PR #284, opened 2026-05-03
Fixing missing std::max, updating client description to include POD support

gilbertlee-amd:
## Motivation
There was a `max` instead of a `std::max` which would cause compilation issues on some setups.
++++
_Task prompt:_
Copy exactly, and only, the lines from the one containing "## Motivation" through the last line of the listing.

_Task output:_
## Motivation
There was a `max` instead of a `std::max` which would cause compilation issues on some setups.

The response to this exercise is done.